PR #3907, opened 2022-06-23
Fix Filter Views for CSV Reg Report

### LINKED ISSUE #3899: Fix searching within the registration list removing filters
Reported here: https://eventespresso.com/topic/csv-exports-ee4/

If you apply a filter within the registration list table and then use search to narrow down your selection... when you export the results none of the filters (including the search) apply to the export.

**To Reproduce**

----

Respond with one number, namely the count of lines in the entries above that hold the word "within".

2